Michelle Poirier Brown

Michelle Poirier Brown

poet + performer + photographer

PUBLISHER’S DECRIPTION

Donna McCart Sharkey and Arleen Paré, sisters and writers, have co-edited an anthology Don’t Tell: Family Secrets, about what may be hidden in families. For each individual, even in the same family, what is secret and what is not, may be different. In Don’t Tell: Family Secrets, fifty-nine writers tell their stories in either prose or poetry, of their own family secrets. So often, mothers bear the burden, stand over time as the keepers of these secrets, trying to keep families intact. Spanning continents, cultures, wars, belief systems, and the private lives of families, the secrets in this book range from over one hundred years ago to the present and include stories – some serious, others quirky, some resolved, and still others that remain a mystery. 

Michelle’s personal essay “Understanding My Face” about discovering her Métis heritage is published in its entirety in this anthology. An excerpt of “Understanding My Face” originally appears in You Might Be Sorry You Read This.

REVIEWS

Don’t Tell not only spills the tea about family secrets; it also delves into the conditions of their endurance in old letters and faded photos, and their revelations via DNA testing, slips of the tongue, and uncomfortable silences. This collection reminds us of the lengths families go to maintain silence, safety, or respectability, and of the courage of those who reach into that dark rain barrel of the past and draw up the truth, dripping and wriggling, into the present day. If you’ve ever discovered – or been – the family secret, Don’t Tell is the book for you.” 
–Tanis MacDonald, Professor, Department of English and Film Studies, Wilfrid Laurier University, and author of seven books, including Straggle: Adventures in Walking While Female

“A secret becomes an ugly starved thing…writes one of the authors in this compelling anthology. Co-edited by sisters Arleen Pare and Donna McCart Sharkey, tales of sadness, loss, murder, grief—even humour—emerge through poetry and story. This brave collection redefines what secrets we believe should be disclosed. With each quest, the revelation of a once toxic family secret creates a path to closure and understanding, or to continued searching. Readers may feel uneasy about the skeletons cloistered in their own lives; but, not telling is no longer an option.”
–Barbara Herringer, Ph.D. Dean, School of Health and Human Services (ret’d), Camosun College

“Family secrets breed silence and shame, for which language alone is the antidote. The stories and poems in this volume transmute shame into understanding and empathy. They will offer insight, comfort, confidence, and purpose to anyone whose family history has been scarred by mental illness, adoption, suicide, abandonment, crises of identity, or intergenerational trauma.”
— Susan Olding, author of Big Reader and Pathologies: A Life in Essays.
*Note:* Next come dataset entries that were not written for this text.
PR #3052, opened 2026-09-06
feat(shapescript): presentShapeScript — in-tree 3D plugin, replacing @gui-chat-plugin/present3d

snakajima:
Brings the ShapeScript 3D tool in-tree as `@mulmoclaude/shapescript-plugin`, renamed
`present3D` → `presentShapeScript`, and fixes a pre-existing host bug found while
verifying it that made **every** plugin view silently blank on a second server instance.

## The plugin

`packages/plugins/shapescript-plugin` — the ShapeScript parser, evaluator and Three.js
renderer (CSG via `three-bvh-csg`), copied from the npm-installed
[`@gui-chat-plugin/present3d`](https://github.com/receptron/GUIChatPluginPresent3D) (MIT,
same org) at its 2.0.0 source.

Why copy rather than keep importing: the language surface and UI are ours to evolve now —
the Artist role's prompt still told the model *"ShapeScript only accepts literal numbers"*,
which the 2.0 parser has not been true of for a long time — and an in-tree package builds
and typechecks under the same gates as everything else here. That cost 81 type errors under
`noUncheckedIndexedAccess` + `exactOptionalPropertyTypes` (which upstream does not enable);
all were fixed behaviour-preservingly:

- `toNumber` / `toNum` widened to accept `undefined`, where the existing throw / `0`
  fallback already covered the out-of-range case
- a `Parser.at()` helper over the EOF-terminated token stream, making explicit the
  invariant the callers already relied on
- conditional spreads for optional AST fields (`step`, `elseBody`, `defaultCase`, curve
  control points), and guards on the CSG brush array

## Host wiring

The standard package + adapter shape (same as `chart`), not the legacy `_extras.ts` path:

- `src/plugins/presentShapeScript/{meta,definition,index}.ts` — `apiNamespace: "shapescript"`,
  one `create` route, `mcpDispatch: "create"`. Codegen discovers it, so the three
  `_generated` barrels are the only host lists that change.
- The endpoint moves `/api/present3d` → `/api/shapescript`, which drops the hand-wired
  entries from `_extras.ts`, `toolNames.ts` and `apiRoutes.ts`.
- The Artist role's `availablePlugins` follows the rename; the npm dep is swapped for the
  workspace one in both `package.json` and the launcher.

**Breaking** for anything holding the old tool name: a saved session's `present3D` results
no longer resolve to a View, and `POST /api/present3d` is gone.

## The host bug (`server/`)

Two of my own test runs showed the tool succeeding with no view. The session JSONL had
`tool_call` + `tool_call_result` but no `tool_result` — the event the canvas renders from.

`server/api/routes/agent.ts` froze `const PORT = env.port` — the port that was *requested* —
and handed it to the MCP broker as its `BASE_URL`. `server/index.ts` computes the *bound*
port after the `Port 3001 busy → using 3002 instead` fallback, but only ever published it to
`.server-port`. So a second instance's broker addressed the **first** instance, where:

- `POST /api/shapescript` succeeds — it is stateless, so the LLM sees a green tool call
- `POST /api/internal/tool-result?session=…` lands where that session does not exist,
  `pushToolResult` returns `{ok: false}`, **and the bridge ignores that flag**

With a shared `MULMOCLAUDE_AUTH_TOKEN` the misdirection even authenticates cleanly, so
nothing fails loudly anywhere. Fixed by remembering the bound port for in-process readers
(`setBoundPort` / `getBoundPort` in `server/workspace/serverPort.ts`, set from the listen
callback beside the existing `publishServerPort`), plus a `log.warn` in `pushToolResult` so a
dropped result is never silent again.

## `data` is the render-eligibility signal

The bridge pushes a result into the session **only** when the handler set `data`. Dropping it
leaves the LLM reporting success while the user sees nothing, with no log line. So the
handler's return type is now `PresentShapeScriptRenderedResult`, whose `data` is *required*
unlike `ToolResult`'s optional one — dropping it cannot compile.

## Verification

- `yarn format` / `typecheck` / `lint` (0 findings in new code) / `test` / `build`
- `packages/plugins/shapescript-plugin/test/` — 8 node:test cases: execute path, parser,
  loop unrolling, built-ins, CSG, and `data` presence across plain / CSG / loop scripts
- `e2e/tests/shapescript-plugin.spec.ts` — renders a fake `tool_result`, asserts
  preview → canvas → no parse error (no backend needed)
- `test/workspace/test_serverPort.ts` — covers the in-process bound port
- Live end to end: a real MCP tool call produces a `tool_result` carrying `data` and the 3D
  view mounts (`canvas` present, no parse error) — **including on a deliberately reproduced
  two-server setup** where the second instance fell back to port 3002, which is exactly the
  case that was broken before.

`@mulmoclaude/shapescript-plugin@1.0.0` is not on npm yet, so the launcher's `^1.0.0` range
resolves in-tree only until it is published.

https://claude.ai/code/session_01S6qxpiuuHpYZBWQNCQqdKM

work in mulmoclaude

## Summary by CodeRabbit

- **New Features**
  - Added interactive ShapeScript 3D visualizations with primitives, loops, expressions, CSG, and custom shapes.
  - Added preview and editor controls for camera reset, wireframe, grid visibility, and source editing.
  - Added localized interface text, sample scenes, and the `presentShapeScript` tool.

- **Changes**
  - Replaced `present3D` with `presentShapeScript` and moved visualization requests to the ShapeScript endpoint.

- **Bug Fixes**
  - Improved alternate-port routing, rendering-resource cleanup, and unavailable-session warnings.

- **Documentation**
  - Documented ShapeScript capabilities, usage, exports, and examples.

- **Tests**
  - Added coverage for parsing, rendering, limits, CSG, loops, and end-to-end display.


snakajima:
All review findings addressed in `0c65facad`. Two of them were live bugs, not latent ones.

**Codex**

| Finding | Done |
|---|---|
| Bound loop / node expansion | `DEFAULT_MAX_LOOP_ITERATIONS` (100k) + `DEFAULT_MAX_NODES` (20k), both overridable via `ConversionOptions`. The range used to be materialised into an array up front, so it died before any budget could apply — it now expands under the cap. `ShapeScriptLimitError` is its own class so `convertCSG`'s fallback rethrows instead of rebuilding the same runaway children as a plain group. |
| Dispose Three.js resources | New `shapescript/dispose.ts`, used on every rebuild and on unmount in both View and Preview. Geometries, materials **and** textures — `Material.dispose()` does not walk its maps. |
| Localize + label the editor | The View's strings moved into the plugin's own 8-locale bundle (`src/lang`, the html-plugin shape, `createUseT`). The textarea gets an `aria-label`; the only visible text near it is the `<summary>` that toggles the panel. |
| Preserve newlines for unbraced switch (inline, P2) | Fixed — see below. |

**The switch finding was the important one.** The parser is written to consume `NEWLINE` (27 `skipNewlines()` calls, and `parseSwitch` ends a case's values at the line boundary), so the "filter out newline tokens for simpler parsing" line made the unbraced form **that `TOOL_DEFINITION` advertises to the model** unparseable. Reproduced before fixing:

```
Parse error at line 9, column 2: Expected RBRACE but got EOF
```

Keeping the newlines then regressed the three upstream examples that use `define <name> { option … }` — those bodies are line-separated too — so that loop skips newlines as well. All 13 upstream `.shape` examples, the 3 shipped samples, and every form the tool definition advertises now parse **and** convert; that whole set was the regression check.

**CodeRabbit** — all 12: the scope-level `color` command now reaches the material (it was stored and cloned but never read, so `color 1 0 0` + `cube` rendered grey); `convertCSG` pops its scopes in a `finally`; built-ins resolve by own-property so `constructor(1)` raises; unterminated string literals are reported instead of swallowing the rest of the file; `typeof script === "string"` before `.trim()`; persisted `cameraState` is validated before it becomes NaN coordinates; other `viewState` keys survive a camera save; `vue.configs["flat/recommended"]` is spread at the top level (it is an array — spreading `.rules` enabled nothing, and once enabled, `vue/max-attributes-per-line` had to go off because Prettier owns template wrapping); README example declares its `context`.

**Tests**: 8 new cases — the switch form, the option form, both budgets, the CSG rethrow, the unterminated string, inherited names, the scope colour. 16 pass in the package; `yarn typecheck` / `lint` (0 errors) / `test` / `build` and the e2e spec are green.

**Not from this PR**: `e2e-live (wiki-lint)` fails on `L-WIKI-LINT-EMPTY-TARGET` (bare `[[Japanese]]` wiki-link diagnostics against the real workspace) — nothing in it touches ShapeScript.

work in mulmoclaude

snakajima:
Second and third review passes addressed in `38efb30d6` + `4bd8225a5`.

**Codex, pass 2**
- **`for … in values` bypassed both budgets** — the iteration cap lived in the range expansion, and the node cap only counts what the *body* builds, so an empty body ran the whole list for free. Now checks the same `maxLoopIterations`.
- **CSG operand resources** — the cloned meshes, the Brushes, and every intermediate `evaluate()` result (a fresh geometry each time) never enter the scene, so the scene teardown could not reach them. `disposeScratch(scratch, keep)` frees them, excluding survivors **by resource, not by identity**: `clone()` shares geometry and material with its source, a one-operand CSG hands the operand back *as* the result, and the no-material branch assigns `firstBrush.material` to the result — an identity check would free buffers the returned object still draws with.

**Codex, pass 3** — the fallback path was the one place that skipped that cleanup. `scratch` now lives outside the `try`, and the `catch` frees it against the fallback group before returning.

**CodeRabbit (outside-diff)** — right, and it generalises: `buildPath` **and** `convertLathe` each expand their own `for` range into an array, and those iterations never reach `convertNode`, so `maxNodes` was blind to them. Both use the shared `rangeIterations` now.

**Tests** — 22 in the package (up from 16): the path-loop cap, the values-loop cap, and three on `disposeScratch` — a discarded operand *is* freed, a shared one is *not*, and the fallback group's operands are freed — plus an end-to-end check that a `difference` still carries its position attribute after cleanup. The 20-case parse/convert sweep (13 upstream examples, 3 samples, every advertised form) still passes, along with `typecheck` / `lint` (0 errors) / `test` / `build` and the e2e spec.

work in mulmoclaude

snakajima:
**Codex: LGTM** on `401b274ae`. Fourth pass fixed the two findings there — an enclosing `color` now survives into a CSG block (a colour is not a coordinate; only the matrix is reset), and the fallback pushes a transform frame with an identity matrix like the success path, so `savedMatrix` is no longer applied twice to every fallback shape.

CodeRabbit's latest round, addressed in `3f81d87b6`:

- **Release scratch before rethrowing a limit error** — right, and the same class as the two leaks already fixed. A refused CSG returned through the rethrow before the cleanup, so whatever its earlier children had allocated was left with no owner — once per rejected attempt, and a rejected preview is exactly what a user retries. The test drives a real refusal through `astToThreeJS` (first child converts, a later loop trips `maxNodes`) with `BufferGeometry.prototype.dispose` patched to count.

- **Exercise the CSG fallback path end to end** — I could not, and would rather say so than write a test that looks like it does. The fallback needs `three-bvh-csg` to throw, and no script input provokes it: 2D primitives, `extrude` / `lathe` / `fill` operands, and nested CSG all evaluate successfully. The unit tests therefore target `disposeScratch` directly, in both directions (a discarded operand is freed, a shared one is not), and the fallback path calls that same helper. If you know an input that fails evaluation, I will add the end-to-end case.

- **Split `convertCSG` / `convertForLoop` into helpers** — not in this PR. It is a maintainability refactor of ported upstream code that the last four commits have already changed heavily, and the risk of a silent geometry regression is real; the port's value is that it still behaves like upstream. Worth doing on its own, against the 24-test suite and the 20-case parse/convert sweep that now exist to catch exactly that.

One bound worth stating: a throw mid-conversion still abandons geometry built elsewhere in the tree — `convertForLoop` has no cleanup of its own. That is a pre-existing shape of the port, not new here, and it only occurs on the refusal paths added in this PR.

work in mulmoclaude

snakajima:
Fifth pass addressed in `c2fc90055`. Both findings were right, and the first is a genuinely different shape of the problem from the earlier budgets.

**P1 — `detail`.** It is a smoothing hint that becomes a *segment count* on every curved primitive, and a sphere is segments², so `detail 100000` + one sphere asks for 10^10 vertices from a single valid statement — one node, no loop, so neither `maxNodes` nor `maxLoopIterations` could ever see it. Clamped to 3…256 rather than refused: it is a hint, and rounding an absurd one down still draws the model the author meant. The `detail` *variable* gets the clamped value too, so an expression reading it agrees with what was drawn. NaN and fractional values are normalised in the same step — a naive `Math.min/max` clamp passes NaN through both comparisons, and three.js truncates a fractional segment count silently.

**P2 — editor sync.** The watcher used a truthiness check, so a result transitioning to a valid *empty* script cleared the scene but left the previous source in the box, inviting the user to re-apply what they had just removed. `undefined` (no data yet) still leaves the box alone; `""` now clears it.

Test asserts the clamp by vertex count at both ends (`detail 100000` produces exactly what `detail 256` does; `detail 0` matches `detail 3`), which is the property that matters rather than the constant. 25 tests in the package; the 20-case parse/convert sweep, `typecheck` / `lint` (0 errors) / `test` / `build` and the e2e spec are green.

work in mulmoclaude

snakajima:
Sixth pass addressed in `bf86e0df5`. Right, and it is the other half of the empty-script case from the last round: `loadShapeScript` returned early on an empty script *before* reaching `parseError.value = null`, so a result moving from an invalid script to a valid empty one cleared the scene while leaving the previous error on screen — describing geometry that is no longer there. Nothing to draw is not an error, so the early return clears it now.

No new test: the package suite is `node:test` with no DOM, and the mock-session e2e spec serves one fixed `tool_result`, so it cannot drive a script *transition*. The change is three lines on the path the previous commit already touched.

work in mulmoclaude

snakajima:
Seventh pass in `82817bf9b`. CodeRabbit's `convertForLoop` finding and Codex's CSG-fallback one are the same hole, and it is the bound I flagged as known-open two passes ago — closed now.

**A group that is never returned is unreachable.** The CSG caller records a child only once conversion returns, and the Vue callers assign the root only once `astToThreeJS` returns. So a body that throws midway — a budget refusal, a bad expression — stranded whatever it had already built with no owner to dispose it.

`inScope(group, build)` replaces the hand-rolled push/pop pairs in `convertBlock`, `convertForLoop`, `convertIf`, `convertSwitch` and the CSG fallback. It frees the partially built group when `build` throws and pops the symbol + transform frames in a `finally` either way. Four of those five leaked *both* the geometry and the scope frames on any throw; only the CSG success path had been fixed.

And Codex's specific case: if the fallback **rebuild** throws — likeliest as a budget refusal, since the first pass already spent part of the budget — the first pass's operands are freed before rethrowing. No survivor to protect on that path.

This also collapses the duplication that made `convertCSG` / `convertForLoop` long enough for CodeRabbit to flag them earlier (−143/+120 lines), without touching how any of them build geometry — the 20-case parse/convert sweep is unchanged and still passes. New test drives a real refusal through a loop with `BufferGeometry.prototype.dispose` patched to count; 26 in the package now.

work in mulmoclaude

snakajima:
Eighth pass in `b9892ca10`. Correct, and it is the last factor that was individually capped but not jointly: `maxNodes` bounds the object count, `MAX_DETAIL` bounds the segments per primitive, and neither sees their **product**. 20k spheres at maximum detail is ~10^9 vertices — a position alone is 12 bytes before normals and UVs, so tens of gigabytes, allocated synchronously, from a script that satisfies every other budget.

Every mesh is now built through one `makeMesh`, which charges the geometry's vertex count against `DEFAULT_MAX_VERTICES` (2M — a heavy scene that still renders; an order more does not) and disposes the geometry and material before refusing. Charging happens after the geometry exists, which is safe because a single primitive is bounded by `MAX_DETAIL²`: the allocation that trips the limit is ~66k vertices, not the whole scene.

The budget is overridable through `ConversionOptions` like the others, so a host that knows its device can raise or lower it.

Test asserts both directions — a high-detail loop that clears every other cap is refused, and the same shape of script converts fine once it fits. 27 tests in the package.

work in mulmoclaude

snakajima:
Ninth pass in `7aeaca943` — four findings, two of them holes in fixes from the previous two passes.

**Dispose the root group when conversion fails** (CodeRabbit, `convert:507`) — I had closed this for every *nested* builder and missed the root. `Converter.convert` is abandoned exactly the same way: the callers assign it only once it returns, and both Vue surfaces catch the error to display it, so 19,999 meshes built before the 20,000th tripped the budget stayed allocated — once per rejected render. Freed on the error path now.

**Pre-charge the lathe** (Codex, `toThreeJS:1035`) — right, and it is a real gap in the aggregate budget rather than a refinement of it. `makeMesh` charges what a geometry *holds*, which is too late for a constructor whose inputs already predict the size: `LatheGeometry` over a long profile at `detail 256` commits ~25M vertices before there is anything to measure. `chargeEstimate(points.length * (detail + 1))` refuses first. The test proves the ordering rather than just the refusal — it counts `setAttribute` calls and asserts **zero** buffers were allocated (the ESM namespace is frozen, so the constructor itself cannot be swapped).

**`convertCustomShape` through `inScope`** (CodeRabbit) — it still pushed its frames by hand, so a body node that threw stranded the group and left the scopes active. Reachable exactly as described: a custom shape used as a CSG operand, where nothing downstream ever sees the group.

**Split `loadShapeScript`** (CodeRabbit) — now `clearScene` / `renderScript`, each well under the 20-line guideline.

29 tests in the package; the 20-case parse/convert sweep, `typecheck` / `lint` (0 errors) / `test` / `build` and the e2e spec are green.

work in mulmoclaude

snakajima:
Tenth pass in `bf9484479`. Both findings correct, and both are the same two holes reappearing in the last places that had not been converted.

**`loft` / `hull`** — `convertGroupBuilder`, their shared body, still built its group by hand, so a later child that threw stranded the meshes an earlier one had added. Through `inScope` now.

Rather than patch one more site, I generalised: **`inFrame`** is the scope half on its own, for builders that return a single *mesh* — nothing to dispose there (a geometry that trips the budget is freed by `makeMesh`) but the symbol and transform frames must still not be left behind. `convertFill` and `convertLathe` were the last two hand-rolled pairs; `inScope` is now expressed on top of `inFrame`, and the lathe body moved into `buildLathe` so the wrapper stays readable. Two `popTransform()` calls remain in the file and both are inside `inFrame`/`inScope` themselves.

**Preview.vue** — right, and it is the same empty-script hole the View was fixed for two passes ago: the early return happened *before* `removeAndDispose`, so a result changing from a rendered script to `""` left the previous model on screen, describing geometry the result no longer had. The removal happens first now.

Note the branch also picked up `main` (#3053 merged), so the `e2e-live (wiki-lint)` failure that was red here all along — unrelated to this PR, 13 days old on `main` — should now be green too.

30 tests in the package (new one drives a refused `hull`), the 20-case parse/convert sweep, `typecheck` / `lint` (0 errors) / `test` / `build` and the e2e spec all green.

work in mulmoclaude

snakajima:
Eleventh pass in `e6b3f5a20`.

**Preview render loop** (Codex) — correct, and worse than the empty-script case it follows from: `initPreview` returned before `animate()` when the initial script was empty, and a parse error threw past it for the same reason, so **the render loop never started at all**. A later valid script was then added to a scene nothing rendered, and the preview stayed blank for good — no error, no recovery. Content and the loop are independent now: `reloadScene()` handles the empty and invalid cases (it already swallows parse errors) and `animate()` runs either way.

**jscpd** (advisory, the check itself passes) — six copies of "convert each child, add what it produced" collapse into `addChildren`. Last pass consolidated the *scope* handling but left the bodies duplicated, which is exactly what the scanner pointed at. The only child loop left is the CSG one, which clones into `meshes` rather than adding to a group — genuinely different, so it stays.

Net −73/+32 lines. 30 tests, the 20-case sweep, `typecheck` / `lint` (0 errors) / `test` / `build` and the e2e spec all green.

work in mulmoclaude

snakajima:
Twelfth pass in `a832d49f9`. The requested guard is in — and writing its test surfaced why that code path had never been reachable in the first place.

**Pre-charge for `ExtrudeGeometry` / `ShapeGeometry`** — same treatment the lathe got. `chargePathEstimate` reads `Shape.curves.length`, a plain array, so the estimate allocates nothing; `getPoints()` would have built the very buffer we are trying to refuse. Deliberately pessimistic (it assumes every curve costs `curveSegments` points), because over-refusing at ~166k path points costs nothing real and under-refusing costs the tab.

**`buildPath` never built anything.** It chose between `moveTo` and `lineTo` on `shape.curves.length === 0` — but `moveTo` does not add a curve, so the length stayed `0` and **every** point took the `moveTo` branch. No curve was ever created, so `extrude` and `fill` rendered an empty geometry for any script at all:

```
before:  fill { path { point 0 0  point 1 0  point 1 1 } }  → positions: 0
after:   same script                                        → positions: 3
```

That is inherited from upstream, not introduced here, and it is also why the budget concern looked theoretical: the constructors were being handed empty shapes. Tracking the pen explicitly fixes both builders, and a `curve` command with no preceding point now opens the path instead of drawing from nowhere. Both are covered by tests, and the pre-charge test proves the ordering by counting `setAttribute` calls — zero buffers allocated before the refusal.

32 tests in the package; the 20-case sweep (which now exercises real extrude/fill geometry in the upstream examples), `typecheck` / `lint` (0 errors) / `test` / `build` and the e2e spec are green.

work in mulmoclaude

Published by Demeter Press Jan 2023

Michelle Poirier Brown is an internationally published poet and performer, currently living on the traditional unceeded territories of the syilx peoples, in Vernon, BC. She is nêhiyaw-iskwêw and a citizen of the Métis Nation. Her poem “Wake” won PRISM international’s Earle Birney Prize in 2019. The song cycle, “The Length of a Day” (Jeffrey Ryan, composer), premiered in 2021. Her work has appeared in Arc, CV2, The Greensboro Review, Grain, Emrys Journal, Vallum, and several anthologies. A feminist activist, Michelle won a landmark human rights case establishing reasonable accommodation in the workplace for breastfeeding women. Retired from careers as a speech writer, conflict analyst, and federal treaty negotiator, she now writes full-time, enjoys the produce of her permaculture garden, and has taken up birdwatching.